Think of the myriad programs intended to reduce poverty, increase home-ownership rates, promote job growth, etc. Have ANY of them ever had any serious targets or accountability attached to them? Sunset provisions only come rarely with them too. Maybe I shouldn’t even propose this, after all, I said that one of the rules for my proposal was that people of all stripes had to find them to be reasonable, with no apparent bias left or right. I didn’t think this tilted in any particular political direction – unless the point of politics is for it to be unaccountable. And please do not shower me with the sorry canard of “that’s why we have elections.” ┬áIf we want to dance that dance, we can have a “fun” time blogging responses for a while.

"1" Comment
  1. The only laws that are sun-setted are the tax cuts, Wintercow.

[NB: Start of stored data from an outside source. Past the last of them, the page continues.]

PR #491, opened 2022-10-21
Recommend moments, durations, and advice from hr-time.

### LINKED ISSUE #280: Consider adding time and duration types
https://wicg.github.io/BackgroundSync/spec/PeriodicBackgroundSync-index.html has a couple terms, like [minimum periodic sync interval for any origin](https://wicg.github.io/BackgroundSync/spec/PeriodicBackgroundSync-index.html#minimum-periodic-sync-interval-for-any-origin), that it currently defines as "a long long [number of milliseconds]". However, this number isn't exposed to Javascript anywhere, so it doesn't really need a particular data type other than being an interval of time. It might be easier to get specs like this right if Infra defined [types](https://infra.spec.whatwg.org/#primitive-data-types) for points in time and amounts of time.

jyasskin:
Fixes #280.

I picked "instant" and "duration" to match the [Temporal](https://tc39.es/proposal-temporal/docs/instant.html) [types](https://tc39.es/proposal-temporal/docs/duration.html), but I'd be equally happy with "point in time" and "length of time" or any other choice y'all prefer.

***
<a href="https://whatpr.org/infra/491.html#time" title="Last updated on Feb 23, 2023, 9:59 AM UTC (b756548)">Preview</a> | <a href="https://whatpr.org/infra/491/eb68213...b756548.html" title="Last updated on Feb 23, 2023, 9:59 AM UTC (b756548)">Diff</a>

### DIFF
--- a/infra.bs
+++ b/infra.bs
@@ -1311,10 +1311,12 @@ these steps:
 <p class=example id=example-string-concatenate>To serialize a set <var>set</var>, return the
 <a for=string>concatenation</a> of <var>set</var> using U+0020 SPACE.
 
+
 <h3 id=time>Time</h3>
 
-Represent time using the [=moment=] and [=duration=] types. Follow the advice in
-[[HR-TIME-3#sec-tools]] when creating these and exchanging them with JavaScript.
+<p>Represent time using the [=moment=] and [=duration=] specification types. Follow the advice in
+[[HR-TIME-3#sec-tools]] when creating these and exchanging them with JavaScript. [[HR-TIME]]
+
 
 <h2 id=data-structures>Data structures</h2>
 
--- a/infra.bs
+++ b/infra.bs
@@ -1311,6 +1311,10 @@ these steps:
 <p class=example id=example-string-concatenate>To serialize a set <var>set</var>, return the
 <a for=string>concatenation</a> of <var>set</var> using U+0020 SPACE.
 
+<h3 id=time>Time</h3>
+
+Represent time using the [=moment=] and [=duration=] types. Follow the advice in
+[[HR-TIME-3#sec-tools]] when creating these and exchanging them with JavaScript.
 
 <h2 id=data-structures>Data structures</h2>
 


infra.bs
```diff
@@ -1296,6 +1297,29 @@ these steps:
...
+<p>A <dfn export>duration</dfn> is a length of time, the distance from one
+[=instant=] to another one (or the sum of several such distances). [=Durations=]
+are signed: the [=duration=] from a later [=instant=] to an earlier one is
+negative.
+
+<div class=example id="example-times">
+ <p><code>new {{Date}}(<var>value</var>)</code> represents the [=instant=] that
+ is <var>value</var> milliseconds after the [=Unix epoch=].
+
+ <p><code>performance.{{Performance/now}}()</code> returns the [=duration=]
```
domenic, line 1318:
```suggestion
 <p>{{Performance/now()|performance.now()}} returns the [=duration=]
```

infra.bs
```diff
@@ -1296,6 +1297,29 @@ these steps:
...
+algorithm executes the step using [=now=]. Two different uses of [=now=] return
+different [=instants=], so most algorithms should save it into a variable once,
+and use that variable multiple times.
+
+<p>A <dfn export>duration</dfn> is a length of time, the distance from one
+[=instant=] to another one (or the sum of several such distances). [=Durations=]
+are signed: the [=duration=] from a later [=instant=] to an earlier one is
+negative.
+
+<div class=example id="example-times">
```
domenic, line 1314:
```suggestion
<div class=example id=example-times>
```

domenic (commented):
I like this in general. We should think through the integration story with other specs, particularly performance timing specs.

Can you tell us more about where you want to use it?

We should probably add some note explaining that if the time is exposed to developers, you likely want to use the stuff in High Resolution Time (e.g. relative high resolution time).

How does this relate to https://w3c.github.io/hr-time/#sec-monotonic-clock , and to monotonic time in general? In particular, can multiple invocations of [=now=] ever end up in a situation where the second one returns a value below the first?

I guess "[DOMHighResTimeStamp](https://w3c.github.io/hr-time/#dom-domhighrestimestamp) representing the high resolution time at which the [shared monotonic clock](https://w3c.github.io/hr-time/#dfn-shared-monotonic-clock) is zero" is supposed to be the Unix epoch?

And I guess "[unsafe shared current time](https://w3c.github.io/hr-time/#dfn-unsafe-shared-current-time)" might be [=now=]?

annevk:
This seems reasonable as an underpinning for High Resolution Time and specifications that need time without exposing it to script. We should point out that for script-exposed times https://w3c.github.io/hr-time/#dfn-current-high-resolution-time and friends are to be used instead.

cc @noamr @yoavweiss

noamr:
> I guess "[DOMHighResTimeStamp](https://w3c.github.io/hr-time/#dom-domhighrestimestamp) representing the high resolution time at which the [shared monotonic clock](https://w3c.github.io/hr-time/#dfn-shared-monotonic-clock) is zero" is supposed to be the Unix epoch?

No, zero-monotonic is implementation/OS specific, and has an offset from unix epoch which (in chrome) is constant for the duration of the browser runtime.

jyasskin:
I did add the advice to use

annevk (commented):
I'm not entirely sure what the best thing to do here is. It seems those two example specifications would end up exposing the time at which point resolution becomes somewhat important. Maybe we should stress that instants and durations when serialized in some manner cannot be more accurate than seconds?

infra.bs
```diff
@@ -1296,6 +1297,40 @@ these steps:
...
+
+<p>A <dfn export>duration</dfn> is a length of time, the distance from one
+[=instant=] to another one (or the sum of several such distances). [=Durations=]
+are signed: the [=duration=] from a later [=instant=] to an earlier one is
+negative.
+
+When exchanging [=instants=] and [=durations=] with Javascript, use
+{{DOMHighResTimeStamp}}, which represents a [=duration=] as a {{double}} number
+of milliseconds. To represent an [=instant=] as a {{DOMHighResTimeStamp}}, use
+the duration from the [=Unix epoch=] to that [=instant=].
```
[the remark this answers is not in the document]
yoavweiss: +1 to what @annevk said.

DOMHighResTimestamp is relative to the [time origin](https://www.w3.org/TR/hr-time-3/#dfn-time-origin). 
What would this infrastructure be used for?

infra.bs
```diff
@@ -1296,6 +1297,40 @@ these steps:
...
+ <p><code>new {{Date}}(<var>value</var>)</code> represents the [=instant=] that
+ is <var>value</var> milliseconds after the [=Unix epoch=].
+
+ <p>{{Performance/now()|performance.now()}} returns the [=duration=]
+ from the [=environment settings object/time origin=] to [=now=],
+ represented as a {{double}} number of milliseconds, with its resolution limited
+ by the [=coarsen time=] algorithm.
+</div>
+
+Time gets more complicated the longer you study it. It's possible for a use of
```
yoavweiss, line 1329: Is this a note?

yoavweiss (commented):
A couple of comments. My initial reaction is that it might be better to augment HR-time with whatever definitions are required (and potentially rename it to reflect that, as it's already defining more than just DOMHighResTimestamp)

jyasskin:
I'm working on putting this in HR Time instead, and making sure the concepts are rigorous to capture everything there. I think we'll want a pointer from Infra to those definitions so that people find them, but I'll let you know when that's ready.

jyasskin:
I haven't yet updated this PR to point to my proposal in HR-Time, but please check out https://pr-preview.s3.amazonaws.com/jyasskin/hr-time/pull/140.html#sec-tools and let me know what you think in w3c/hr-time#140.

jyasskin:
w3c/hr-time#140 is merged, so please take a look at this new reference to it.

annevk (approved):
Apologies for the delay here. I think this is okay. I'm a little weary as we probably wouldn't mention URLs here, for instance, but arguably time is fundamental enough to warrant a mention without an actual local definition.

I'd like @domenic to have another look as well before this is merged.

Note that I pushed some nits as well.

jyasskin:
Thanks for the nit fixes!

domenic (approved):
Seems good; thanks for working on this Jeffrey!!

    When I was a supervisor, we’d routinely update and amend our zoning and land development ordinances. For a short while, we’d take a microscopic or even proctologic approach to our deliberations, but then at some point someone would say, “Look, we’ve been working on this for months and the planning commission has recommended we adopt the ordinance just to get it off the table. I know some of the changes are arbitrary, but we have to get this done.” Next meeting we’d pass it, and suddenly the ordinance would be regarded as the equivalent of Moses’ stone tablets. “Thou shalt not erect a sign higher than twelve feet.” “Did we say, ‘thou shalt not’?”

    As we occupy our time here on the internet, EPA is pushing ahead with tens of thousands of pages of new regulations designed to throttle the running dogs of capitalism. Those regulations, once codified in the Federal Register, will be very hard to reverse. “Thou shalt not allow stormwater runoff to flow onto thy neighbor’s property, or onto the property of thy neighbor’s neighbor, or onto the property of thy neighbor’s wife, or thy neighbor’s manservants’ or maidservants’ property or anything that is thy neighbor’s.”

    Go down, Moses, and tell old Pharoah to stop it.